I think its about time I come to one of these,Man thats a haul from my place!!


----------



## PrtyMolusk (Aug 13, 2000)

Howdy-

Kinda tough for me, but I'm a-gonna try......


----------



## MUSHY1 (Mar 16, 2004)

Im in forsure, With some Kielbasa in tote......So Bring your TRADEsies!!!!!!!

Mushy


----------



## AL D. (Feb 18, 2003)

MUSHY1 said:


> Im in forsure, With some Kielbasa in tote......So Bring your TRADEsies!!!!!!!
> 
> Mushy


I'll bring a supply of rolaids and breath mints too...............Al:chillin:


----------



## MUSHY1 (Mar 16, 2004)

Can you say GARLIC........

Mushy


----------



## Houghton laker (Jan 5, 2002)

AL D. said:


> I'll bring a supply of rolaids and breath mints too...............Al:chillin:


:lol::lol::lol:


----------



## stelmon (Sep 21, 2000)

bummer, to early for me

I'll probably be studying:rant: or hunting, but probably studying.

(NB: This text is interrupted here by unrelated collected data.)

PR #246, opened 2025-06-03
Add gtracers version to access-mocsy

dougiesquire:
The name of the `mom5` version/branch in the `access-mocsy` SPR is a little confusing since this version is used for all `access-generic-tracer` builds (i.e. with both MOM5 and MOM6). Following discussion on Zulip, I've created a [new `gtracers` branch on `ACCESS-NRI/mocsy`](https://github.com/ACCESS-NRI/mocsy/tree/gtracers) that is the same as the existing `mom5` branch. This PR adds a corresponding `gtracers` version to the SPR.

We should delete the `mom5` version/branch in a few months.


packages/access-mocsy/package.py
```diff
@@ -17,7 +17,9 @@ class AccessMocsy(MakefilePackage):
     maintainers("harshula")
 
     version("master", branch="master")
-    version("mom5", branch="mom5", preferred=True)
+    version("gtracers", branch="gtracers", preferred=True)
+    # TODO: Remove the 'mom5' version. The 'mom5' version/branch has been renamed to 'gtracers'.
```
harshula, line 21: Was it "renamed" or copied?

dougiesquire: Copied - text now modified thanks

harshula (approved):

PR #247, opened 2025-06-04
ISSM: make +ad variant self-contained (no PETSc, no Love, tape-alloc on)”

justinh2002:
This PR lets the `+ad` (Automatic Differentiation) flavour of `issm` build and run out-of-the-box:

- Removes hidden PETSc dependency in sea-level sub-modules (`Love`), which broke the compile with `fatal error: petscblaslapack.h: No such file or directory.`

- Enables `--enable-tape-alloc` (upstream-recommended for CoDiPack performance / stability).

- Supplies an explicit `BLAS/LAPACK` path so the AD variant links cleanly on clusters that don’t inject it.

- Adds an optional `-lgfortran` link flag for mixed C/Fortran toolchains that drop the runtime.

- No change for the default “classic” PETSc-backed build.

Testing:

- `spack install issm +ad +wrappers %gcc@13` now completes on Gadi (OpenMPI 4.1.5)

### DIFF
--- a/packages/issm/package.py
+++ b/packages/issm/package.py
@@ -87,6 +87,8 @@ class Issm(AutotoolsPackage):
     depends_on("parmetis", when="+wrappers")
     depends_on("python@3.9.2:", when="+wrappers", type=("build", "run"))
     depends_on("py-numpy", when="+wrappers", type=("build", "run"))
+    
+    flag_handler = build_system_flags
 
     # GCC 14 breaks on several C++17 constructs used in ISSM
     conflicts("%gcc@14:", msg="ISSM cannot be built with GCC versions above 13")
--- a/packages/issm/package.py
+++ b/packages/issm/package.py
@@ -68,7 +68,7 @@ class Issm(AutotoolsPackage):
     depends_on("mpi")
 
     # Linear-algebra stack - only for the *non-AD* flavour
-    depends_on("petsc", when="~ad")
+    depends_on("petsc+metis+mumps+scalapack", when="~ad")
     depends_on("parmetis")
     depends_on("metis")
     depends_on("mumps")
--- a/packages/issm/package.py
+++ b/packages/issm/package.py
@@ -1,7 +1,7 @@
 # Copyright Spack Project Developers. See COPYRIGHT file for details.
 #
 # Copyright 2023 Angus Gibson
-# Justin Kin Jun Hew, 2025 – AD‑enabled flavour
+# Justin Kin Jun Hew, 2025 – Wrappers, Examples, Versioning, AD‑enabled flavour
 #
 # SPDX-License-Identifier: (Apache-2.0 OR MIT)
 
--- a/packages/issm/package.py
+++ b/packages/issm/package.py
@@ -64,7 +64,7 @@ class Issm(AutotoolsPackage):
     depends_on("libtool", type="build")
     depends_on("m4", type="build")
 
-    # Core runtime deps
+    # Core build + runtime deps
     depends_on("mpi")
 
     # Linear-algebra stack - only for the *non-AD* flavour
@@ -110,9 +110,6 @@ class Issm(AutotoolsPackage):
                 "CXXFLAGS",
                 f"-g -O3 -fPIC {self.compiler.cxx11_flag} -DCODI_ForcedInlines",
             )
-
-        env.set("CMAKE_C_COMPILER", self.spec["mpi"].mpicc)
-        env.set("CMAKE_CXX_COMPILER", self.spec["mpi"].mpicxx)
 
     # --------------------------------------------------------------------
     # Autoreconf hook
--- a/packages/issm/package.py
+++ b/packages/issm/package.py
@@ -68,7 +68,7 @@ class Issm(AutotoolsPackage):
     depends_on("mpi")
 
     # Linear-algebra stack - only for the *non-AD* flavour
-    depends_on("petsc+metis+mumps+scalapack", when="~ad")
+    depends_on("petsc~examples+metis+mumps+scalapack", when="~ad")
     depends_on("parmetis")
     depends_on("metis")
     depends_on("mumps")
@@ -123,13 +123,17 @@ class Issm(AutotoolsPackage):
     # Configure phase - construct ./configure arguments
     # --------------------------------------------------------------------
     def configure_args(self):
-        args = [
+        args = []
+        if "+ad" in self.spec:
+            args.append("--enable-ad")
+
+        args.extend([
             "--enable-debugging",
             "--enable-development",
             "--enable-shared",
             "--without-kriging",
             "--without-Love",
-        ]
+        ])
 
         # Linear-algebra backend
         if "+ad" in self.spec:
--- a/packages/issm/package.py
+++ b/packages/issm/package.py
@@ -69,6 +69,7 @@ class Issm(AutotoolsPackage):
 
     # Linear-algebra stack - only for the *non-AD* flavour
     depends_on("petsc", when="~ad")
+    depends_on("parmetis")
     depends_on("metis")
     depends_on("mumps")
     depends_on("scalapack")
@@ -84,7 +85,6 @@ class Issm(AutotoolsPackage):
 
     # Optional extras controlled by +wrappers
     depends_on("access-triangle", when="+wrappers")
-    depends_on("parmetis", when="+wrappers")
     depends_on("python@3.9.2:", when="+wrappers", type=("build", "run"))
     depends_on("py-numpy", when="+wrappers", type=("build", "run"))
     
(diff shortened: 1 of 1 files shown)


packages/issm/package.py
```diff
@@ -1,126 +1,195 @@
...
+# Justin Kin Jun Hew, 2025 – Wrappers, Examples, Versioning, AD‑enabled flavour
 #
 # SPDX-License-Identifier: (Apache-2.0 OR MIT)
 
 from spack.package import *
 
 
 class Issm(AutotoolsPackage):
-    """Ice-sheet and Sea-Level System Model"""
+    """Ice‑sheet and Sea‑Level System Model.
```
harshula, line 12: Why did you change the ASCII 0x2d character to Unicode 0x2011 character?

packages/issm/package.py
```diff
@@ -1,126 +1,195 @@
...
+    This recipe supports two distinct build flavours:
+
+    * **Classic** (default) – links against PETSc for linear algebra.
+    * **Automatic Differentiation** (+ad) – uses CoDiPack + MediPack and
+      **excludes PETSc** (ISSM’s AD implementation is not PETSc‑compatible).
+    """
 
     homepage = "https://issm.jpl.nasa.gov/"
-    git = "https://github.com/ACCESS-NRI/ISSM.git"
+    git      = "https://github.com/ACCESS-NRI/ISSM.git"
```
harshula, line 22: Please don't make these types of changes. Spack appears to standardise on the `black` linter. Perhaps, run `black` over your file and stick to that formatting.

packages/issm/package.py
harshula: Thanks for fixing that!

packages/issm/package.py
```diff
@@ -1,126 +1,181 @@
...
+
+    # Core runtime deps
     depends_on("mpi")
-    depends_on("petsc+metis+mumps+scalapack")
+
+    # Linear‑algebra stack – only for the *non‑AD* flavour
+    depends_on("petsc", when="~ad")
+    depends_on("metis")
+    depends_on("mumps")
+    depends_on("scalapack")
```
harshula, line 64: `depends_on("petsc+metis+mumps+scalapack")` is not the equivalent of the above. Can you please explain the motivation for this change?

packages/issm/package.py
```diff
@@ -1,126 +1,181 @@
...
+    # ──────────────────────────────────────────────────────────────────────
+    def setup_build_environment(self, env):
+        if "+ad" in self.spec:
+            # CoDiPack’s performance tips: force inlining & keep full symbols
+            env.append_flags(
+                "CXXFLAGS", f"-g -O3 -fPIC {self.compiler.cxx11_flag} -DCODI_ForcedInlines"
+            )
 
+        env.set("CMAKE_C_COMPILER", self.spec["mpi"].mpicc)
+        env.set("CMAKE_CXX_COMPILER", self.spec["mpi"].mpicxx)
```
harshula, line 104: Why do you need this? Spack has started to remove these because the relevant information can be set in the spack-config.

packages/issm/package.py
```diff
@@ -1,126 +1,181 @@
...
+
+    # ──────────────────────────────────────────────────────────────────────
+    # Build environment – inject AD compiler flags when needed
+    # ──────────────────────────────────────────────────────────────────────
+    def setup_build_environment(self, env):
+        if "+ad" in self.spec:
+            # CoDiPack’s performance tips: force inlining & keep full symbols
+            env.append_flags(
+                "CXXFLAGS", f"-g -O3 -fPIC {self.compiler.cxx11_flag} -DCODI_ForcedInlines"
+            )
```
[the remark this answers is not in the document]
justinh2002: apparently not - this is what's been asked of upstream to configure ISSM with ad

packages/issm/package.py
```diff
@@ -1,126 +1,181 @@
...
+    depends_on("codipack", when="+ad")
+    depends_on("medipack", when="+ad")
+
+    # Optional extras controlled by +wrappers
+    depends_on("access-triangle", when="+wrappers")
+    depends_on("parmetis", when="+wrappers")
     depends_on("python@3.9.2:", when="+wrappers", type=("build", "run"))
     depends_on("py-numpy", when="+wrappers", type=("build", "run"))
 
-    flag_handler = build_system_flags
```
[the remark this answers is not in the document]
justinh2002: it's not necessary

packages/issm/package.py
justinh2002: removed

packages/issm/package.py
```diff
@@ -1,126 +1,195 @@
...
+    # Dependencies
+    # ──────────────────────────────────────────────────────────────────────
+    # Build‑time tools
     depends_on("autoconf", type="build")
     depends_on("automake", type="build")
     depends_on("libtool",  type="build")
     depends_on("m4",       type="build")
+
+    # Core runtime deps
     depends_on("mpi")
```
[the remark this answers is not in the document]
justinh2002: yes it is a build + runtime dep

packages/issm/package.py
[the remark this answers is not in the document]
harshula: It was added for a good reason. Refer to the commit and PR that correspond with that line of code. Can you please add it back?

packages/issm/package.py
harshula: 1) Can you please read the documentation and make sure you understand what `depends_on("petsc+metis+mumps+scalapack")` does?
2) Why does ISSM need these libraries?

packages/issm/package.py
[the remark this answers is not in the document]
justinh2002: AD is incompatible with petsc, so the install is done a little differently, something like:

remove --with-petsc-dir,
add export CXXFLAGS="-g -O3 -fPIC -std=c++11 -DCODI_ForcedInlines",
add--with-codipack-dir="$ISSM_DIR/externalpackages/codipack/install" \--with-medipack-dir="$ISSM_DIR/externalpackages/medipack/install" \,

similar to the instructions here: https://issm.ess.uci.edu/trac/issm/wiki/totten#InstallingISSMwithCoDiPackAD

packages/issm/package.py
justinh2002: please see https://issm.ess.uci.edu/trac/issm/wiki/totten#InstallingISSMwithCoDiPackAD

packages/issm/package.py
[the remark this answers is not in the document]
harshula: Can you please explain why you can't do that in the ISSM source package's build system? Have you tried adding an `--enable-ad` option in ISSM's configure.ac that sets the relevant compiler flags?

packages/issm/package.py
justinh2002: AD doesn't work with `petsc` but it does require the other three libraries to build AD in the non-petsc build.

packages/issm/package.py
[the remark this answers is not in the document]
justinh2002: extensive changes would be required in `configure.ac`, it should work but why not just use spack's built-in `setup_run_environment`?

packages/issm/package.py
headmetal: I guess that works in the "~ad" case, but doesn't fix the "ad" case.

justinh2002: done

packages/issm/package.py
```diff
@@ -1,126 +1,193 @@
...
+    # --------------------------------------------------------------------
+    # Build environment - inject AD compiler flags when needed
+    # --------------------------------------------------------------------
+    def setup_build_environment(self, env):
+        if "+ad" in self.spec:
+            # CoDiPack's performance tips: force inlining & keep full symbols
+            env.append_flags(
+                "CXXFLAGS",
+                f"-g -O3 -fPIC {self.compiler.cxx11_flag} -DCODI_ForcedInlines",
+            )
```
harshula, line 114: Please add a comment with the URL of the document that recommended these flags.

justinh2002: done

packages/issm/package.py
```diff
@@ -1,126 +1,193 @@
...
+    # Automatic-differentiation libraries
+    depends_on("codipack", when="+ad")
+    depends_on("medipack", when="+ad")
+
+    # Optional extras controlled by +wrappers
+    depends_on("access-triangle", when="+wrappers")
     depends_on("python@3.9.2:", when="+wrappers", type=("build", "run"))
     depends_on("py-numpy", when="+wrappers", type=("build", "run"))
-
+
```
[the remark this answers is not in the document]
justinh2002: resolved

harshula (approved):
Thanks! Please remember to use squash merge.

PR #248, opened 2025-06-10
um7: add variant to support incremental builds

harshula:
@JhanSrbinovsky requested an option to do incremental builds. The documentation at https://metomi.github.io/fcm/doc/user_guide/build.html says `-f` option forces a "full (fresh) build". This PR provides a way to disable it.

### DIFF
--- a/packages/um7/package.py
+++ b/packages/um7/package.py
@@ -32,6 +32,12 @@ class Um7(Package):
     depends_on("netcdf-fortran@4.5.2:", type=("build", "link"))
     depends_on("oasis3-mct", type=("build", "link"))
 
+    # https://metomi.github.io/fcm/doc/user_guide/build.html
+    variant(
+        "full",
+        default=True,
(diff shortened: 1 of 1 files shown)


blimlim:
@harshula successful build with `~full` here: https://github.com/ACCESS-NRI/ACCESS-ESM1.6/pull/90#issuecomment-2957890293

harshula:
FYI, `~full` is probably only relevant when using `spack develop`.

JhanSrbinovsky:
This seems to be adding functionality FOR a full build? From the 20 minute build time I thought this is what it was already doing by default?

JhanSrbinovsky:
@harshula My understanding was that you had realised this was limited by the indepence between releases, ddi you find a way around this?

harshula:
Hi @JhanSrbinovsky , I can't think of any workaround for completely independent builds to be forced to build incrementally. Only incremental builds like `spack develop` will benefit from this variant.

PR #262, opened 2025-07-01
access-mocsy: Add CMake build_system (default)

dougiesquire:
This PR adds support to the access-mocsy SPR for the CMake build system added in https://github.com/ACCESS-NRI/mocsy/pull/1.

Note, the `"master"` `version` is also removed, since neither the CMake nor existing Makefile build system support building the master branch.

### DIFF
--- a/packages/access-mocsy/package.py
+++ b/packages/access-mocsy/package.py
@@ -6,23 +6,53 @@
 # SPDX-License-Identifier: (Apache-2.0 OR MIT)
 
 from spack.package import find_libraries, install, join_path, mkdirp
+from spack.build_systems import cmake, makefile
 
-# https://spack.readthedocs.io/en/latest/build_systems/makefilepackage.html
-class AccessMocsy(MakefilePackage):
+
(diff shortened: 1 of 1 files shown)


JorgeG94:
lgtm, thanks for linking it

packages/access-mocsy/package.py
```diff
@@ -6,24 +6,54 @@
...
+            "precision",
+            default="2",
+            description="Precision to use (1 or 2)",
+            values=("1", "2"),
+        )
 
-    # Need: self.spec["mpi"].mpifc
     depends_on("mpi")
 
+    flag_handler = build_system_flags
```
harshula, line 43: After what @edoyango found, should we avoid overriding the default flag handler?

dougiesquire: Let's leave it here for now and we can bulk update all relevant SPRs if that's the way we decide to go

dougiesquire:
Thanks for the review @harshula

PR #266, opened 2025-07-07
265 add am3 executables to path

bschroeter:
As discussed, added the executables to the path.


CodeGat (approved):
Noice, we might have to consider adding this version of the `um` package to `rAM3` in the future.

Why are your commits showing up as unverified?

PR #273, opened 2025-07-11
Work required to add CABLE as library to ESM1p6 build

Whyborn:
Modify UM7 spack package for inclusion of CABLE as library, rather than as source code.


Whyborn:
Yea, will do. There's still work to do to get this bit-wise equivalent to the non-library version, so I'll tidy everything up once I'm at that point.

PR #276, opened 2025-07-21
Link `build-ci 2.0` to `spack-packages`

### LINKED ISSUE #270: Link up `build-ci 2.0` to `spack-packages`
See if we can build modified packages using `build-ci 2.0` on `spack-packages`.

CodeGat:
Closes #270 

## Background

It would be useful to see in a PR if changes to a recipe would actually lead to it being uninstallable. Good thing we have `build-ci 2.0` now! 

This PR adds PR checks to modified package recipes that give results on if the packages are installable with the new changes. 

Furthermore, it also adds a `workflow-dispatch` trigger that allows testing whenever one wants, with different constraints. 

## The PR

* Add a very basic manifest `default.spack.yaml.j2`, that allows packages without specific manifests under `.github/build-ci/manifests/PACKAGE/*spack.yaml.j2` to still be tested in their default state. 
* Add a specific`issm` manifest. 
* Add a new workflow that runs modified packages on `build-ci 2.0`, and on `workflow_dispatch`.

### Pull Request Event

This run: https://github.com/ACCESS-NRI/spack-packages/actions/runs/16436191379 gives an example run in which the `mom5` and `cice5` package recipes each had a (trivial) modification done to them. The Setup CI job successfully found a specific `mom5` manifest under `.github/build-ci/manifests/mom5`, and used the default template for `cice5`. It then sent off the jobs to the self-hosted runners as expected, and the rest is `build-ci 2.0` territory, unaffected by the changes here. See here:

image

### Workflow Dispatch Event

Unfortunately we can't do a `workflow_dispatch` test because it requires the workflow to already be on the default branch to use. I've done a manual test of the commands run instead.


harshula:
Hi @CodeGat , Can there be a default template used by all packages unless there's a specific `spack.yaml` for a package?

CodeGat:
I experimented with a default template (see https://github.com/ACCESS-NRI/spack-packages/issues/270#issuecomment-3095147538) but it seems that the only way to do that would be to add a new input to the workflow that would almost exclusively be used by `spack-packages`, and I'm not sure I want to confuse workflow users. I'll chat with @aidanheerdegen and see if there's a way around it.

CodeGat:
@harshula, @aidanheerdegen, I've managed to get the default templating stuff to work with `spack-packages`. See this commit (now rebased off this branch since it was a test): https://github.com/ACCESS-NRI/spack-packages/pull/276/commits/5f63c551a93e831cdf96a388c1acf77b6c14d6ed, and the associated workflow run: https://github.com/ACCESS-NRI/spack-packages/actions/runs/16436191379 - note that `mom5` uses the specific manifest defined in the package subdirectory, and `cice5` uses the default `template.spack.yaml.j2`.

.github/workflows/ci.yml
```diff
@@ -0,0 +1,116 @@
...
+      - name: Dispatch - Get packages
+        id: set-matrix-dispatch
+        if: github.event_name == 'workflow_dispatch'
+        # Either get all packages defined (all subfolders under packages/) or use the input
+        run: |
+          if [[ "${{ inputs.packages-to-test }}" == "ALL" ]]; then
+            echo "pkgs=$(find packages/ -mindepth 1 -maxdepth 1 -type d -printf '%P ')" >> $GITHUB_OUTPUT
+          else
+            echo "pkgs="${{ inputs.packages-to-test }}" >> $GITHUB_OUTPUT
+          fi
```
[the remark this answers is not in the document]
CodeGat: Good point...

.github/build-ci/manifests/template.spack.yaml.j2
```diff
@@ -0,0 +1,6 @@
+spack:
+  specs:
+  - '{{ package }} %intel@2021.10.0'
```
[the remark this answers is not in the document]
CodeGat: Done in https://github.com/ACCESS-NRI/spack-packages/pull/276/commits/4081f359a72d0cb15971823c6dc6a51fd1e89ba1

.github/build-ci/manifests/mom5/spack.yaml.j2
```diff
@@ -0,0 +1,6 @@
+spack:
+  specs:
+  - mom5 %intel@2021.10.0 arch=x86_64
```
aidanheerdegen, line 3:
```suggestion
  - mom5 %{{ intel_compiler }} arch=x86_64
```
Can the non-default manifests access the standard_definitions? If so it should use that I think.

How could a package define it's own data file if there were several manifests they wanted to share common settings across?

If we want to apply `arch` consistently across all tests it should be in the standard_definitions and added to the default I think.

.github/build-ci/manifests/template.spack.yaml.j2
```diff
@@ -0,0 +1,6 @@
+spack:
+  specs:
+  - '{{ package }} %{{ intel_compiler }}'
```
aidanheerdegen, line 3: I thought the reason there was a specific `mom5` package is that the default was going to use `gcc` and `mom5` didn't like that?

Related: I'm thinking the default should have matrix and test both compiler families. To keep it simple it could be a matrix within the manifest.

.github/workflows/ci.yml
aidanheerdegen, line 1: Just have to say this is a remarkably compact bit of workflow logic for quite a complicated outcome. YAY for Build CI2.0.

aidanheerdegen (commented):
I have questions.

.github/build-ci/manifests/mom5/spack.yaml.j2
CodeGat: Yes they can, and in the case of this, they do - it just doesn't use the values it's given because we don't have any of the template vars in the template (yet).

For your second point, it would require some more logic in the `setup` job. We'd have to find a way to associate each matrix entry with a different data file, in a similar way that we associate a manifest with a package. It would be a bit more involved. Currently we associate every matrix entry with the same data file. 

For the last point, fair enough. I think I'll remove the arch for now. It was just to differentiate the template from the "specific" mom5 one. The mom5 manifest is there pretty much as an example for future specific package manifests.

CodeGat: Done in https://github.com/ACCESS-NRI/spack-packages/pull/276/commits/2fa28e51fee796d2b5deb644dd9b4f4b21ad9eee

aidanheerdegen: > The mom5 manifest is there pretty much as an example for future specific package manifests.

Let's use an example we definitely want to do then. ACCESS-ISSM uses `+wrappers` in the build but it is off by default

https://github.com/ACCESS-NRI/access-issm/blob/main/spack.yaml#L9

https://github.com/ACCESS-NRI/spack-packages/blob/main/packages/issm/package.py#L40-L44

and we should also test the `+ad` variant.

Can you make a manifest and test those variants in a matrix within the manifest?

.github/build-ci/manifests/template.spack.yaml.j2
aidanheerdegen: Well I think we should make a decision to test both, see which fail and either create a custom test for those packages to not test both, or fix the package/code to pass ...

CodeGat: Done in https://github.com/ACCESS-NRI/spack-packages/pull/276/commits/0ea183a6bca1d5dc4f6a6102a9891bc94349d027 -  also changed the name of the default template from `template.spack.yaml.j2` to `default.spack.yaml.j2`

I'll be back sometime between the 14-20 (might go huntin or fishin somewhere after school) and will be home for awhile if anyone wants to grab a beer.


----------



## Neal (Mar 20, 2001)

Wasn't sure if i was going to go until I heard we will have a special visit from a fat man with a gray bread.



See ya there Joel!!!


----------



## Josh S (Oct 29, 2005)

Matt H and I would like to come but i wont be able to get there until 6:30. 
This is our first time coming to the meet and greet.Were do you guys regulary sit?


----------